Mysha tertegun. Dia sudah siap bila pria itu melontarkan kata-kata tajam memprotes penampilannya yang biasa. Gadis itu menarik napas lega sambil memandang punggung bidang yang menjauhinya. Mungkin saja, atasannya tidak semenakutkan yang dia kira.

Menakutkan, tapi seksi dan menggoda.

"Sa-saya permisi, Sir." Mysha membungkam pikiran nakal yang menari-nari. Dia menoleh ke arah Michael dengan senyum teduhnya, seperti oase di padang gurun. Pria itu menganggukkan kepala dan bersiap membalikkan badan.

"Siapa bilang sekarang?" Suara dalam itu membuat Mysha tersentak, begitu pula dengan Michael. "Aku belum selesai berbicara."

Mysha menelan ludah sementara Michael hanya menghela napas. Mereka berdua kembali menghadap ke arah Axel yang menatap mereka tajam.

"Segera rangkum data keuangan Crown Land selama dua kuartal terakhir, aku mau sebelum makan siang sudah ada di mejaku."

Mysha mengingat-ingat perintah Axel sampai ke titik koma. Akhirnya ada hal yang mengalihkan perhatiannya dari keinginan untuk dikecup oleh bibir menawan itu.
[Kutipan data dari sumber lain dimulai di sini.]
Issue #119, opened 2026-06-05
[TASK] Deterministic simulation core: IO/Clock/Scheduler seam, seeded disk model, determinism meta-test


ELares:
Parent: #21

Build the in-house deterministic simulation that is the centerpiece of the resilience proof. Production code is written against IO, Clock, and Scheduler traits with two impls: a real impl (io_uring / memmap2 with flush at commit points) and a simulated impl that models a sector-atomic, reordering, droppable disk. A single seeded ChaCha8Rng drives every fault decision, and a printed seed must replay the exact interleaving and fault schedule. This sub-issue delivers the seam, the simulated disk, and the guard that makes the whole replay claim trustworthy.

## Approach

Define the three traits as the single abstraction point (per the decided one-seam policy) and route all time, ordering, and IO through them. The simulated disk models the #4 hardware assumptions: linear-not-atomic sector writes, reorder of unsynced writes, garbage file growth, simulated power cut that drops unsynced page-cache pages, and fsync EIO exactly once (the fsyncgate behavior). Thread the ChaCha8Rng explicitly; forbid ambient nondeterminism in sim mode (no SystemTime/Instant::now, no real thread::spawn or tokio, no unordered-map iteration in trace paths) via a cfg-guarded lint deny-list. Add the same-seed-twice meta-test that runs the harness twice and compares the event trace and recovered-log hash byte-for-byte. Crash classes kill -9, simulated power cut, and fsync EIO-once run here on every PR.

## Acceptance criteria

- [ ] IO, Clock, and Scheduler traits exist with real (io_uring/memmap2) and simulated impls; production code depends only on the traits.
- [ ] The simulated disk models sector-atomic-but-linear writes, unsynced reorder, garbage growth, power-cut page-cache drop, and fsync EIO-once.
- [ ] A single seeded ChaCha8Rng drives all faults; every failure prints a replayable seed.
- [ ] Same-seed-twice meta-test compares trace + recovered-log hash byte-for-byte and is a hard CI gate.
- [ ] Sim-mode lint deny-list rejects now(), real thread spawn, and unordered-map iteration in trace paths.
- [ ] Per-PR fixed 256-seed sweep runs under a 5-minute cap; kill -9, power-cut, and EIO-once classes are green.

## Failure considerations

[...]

PR #208, opened 2026-06-06
test(storage): determinism meta-test for the deterministic-sim foundation (#119)

ELares:
## What

The deterministic simulation (#119) and crash-class reproduction both rely on the storage layer being a **pure function of its inputs**: a fixed workload (or seed) must always produce the same disk image. This pins that with a meta-test.

`the_same_workload_produces_a_byte_identical_disk_image` runs the same produce/sync workload twice under a fresh `ManualClock` and asserts the **full disk image** (every segment file's bytes) is byte-identical across runs. It fails the moment a `SystemTime`, `Instant::now`, or ambient RNG leaks into a header, record, or footer, which the design forbids (IO and the clock go through trait seams). The workload uses a small segment cap so it rolls across several segments, exercising the per-segment header (`created_unix_ms`, sourced from the clock seam) and the sealed footers.

The first concrete slice of #119; the seeded disk model and the scheduler seam are follow-ups there.

## Testing

`cargo fmt --check`, `clippy -p ironbus-storage --tests -D warnings -W clippy::pedantic`, `cargo test --workspace` all green (the new `tests/determinism.rs` passes).

refs #119


ELares:

Two independent skeptical reviewers (meaningfulness/would-it-catch-the-bug, drift/style). Result: **1 MINOR (doc), 0 substantive defects.**

The meaningfulness reviewer confirmed the test is **non-vacuous and would actually fail on a regression**: it compares the complete byte image of every segment file (headers + records + footers, CRC-protected), the segment header's `created_unix_ms` is the only ambient-time vector and comes from the clock seam (so swapping it for `SystemTime::now` would make the two runs differ and fail the assert), the >= 2 segments assertion holds (24 records / 256-byte cap -> ~5 segments), and there is no ordering/flakiness (`fs.list()` is a sorted BTreeMap, `snapshot()` is deterministic).

**MINOR (fixed):** the CHANGELOG used `(#119)`; changed to `(refs #119)` to match the first-slice framing (consistent with the commit/PR).

CI 12/12 green on `42053ad`; re-running on the doc commit.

"Berikan juga analisis karena aku akan meeting dengan pengembang yang menangani proyek di Asia Tenggara." Suara Axel membuat Mysha tersadar dari lamunan singkat. Untung saja, dia masih mendengar perintah itu dengan baik.

"Baik," jawab Mysha tegas dan sigap. "Ada lagi, Sir?"

Alis Axel berkerut singkat sebelum dia kembali fokus pada tumpukan dokumen di hadapannya. "Tidak ada."

Mysha mengembuskan napas lega dan mengekor Michael yang keluar dari ruangan berperedam suara itu. Pengacara itu berjalan mantap tapi tetap memastikan Mysha bisa mengikuti langkahnya hingga mereka tiba di depan pintu cokelat dengan papan emas bertuliskan namanya.

"Ini adalah ruangan Anda." Pria gentleman itu membukakan pintu, membuat Mysha menahan napas.

Ruang kerjanya berukuran 4 x 5 meter, jauh lebih besar dari ruangan di kantor lama. Sebuah meja yang dilengkapi oleh layar komputer tipis berlogo apel dan kursi berwarna cokelat muda yang nyaman menyambutnya, sementara di tembok bagian belakang berderet buku-buku keuangan tertata rapi di sebuah lemari kayu, berselingan dengan vas bunga berwarna putih. Mysha berjanji akan mengisinya dengan bunga segar setiap hari agar dirinya makin semangat bekerja. Tak jauh dari meja kerjanya, ada satu set sofa mungil berwarna krem dan meja rendah dari kaca berdesain minimalis sebagai tempat untuk menerima tamu. Yang membuat Mysha tersenyum adalah adanya kulkas kecil di ujung ruangan tempatnya bisa meletakkan bekal atau minuman.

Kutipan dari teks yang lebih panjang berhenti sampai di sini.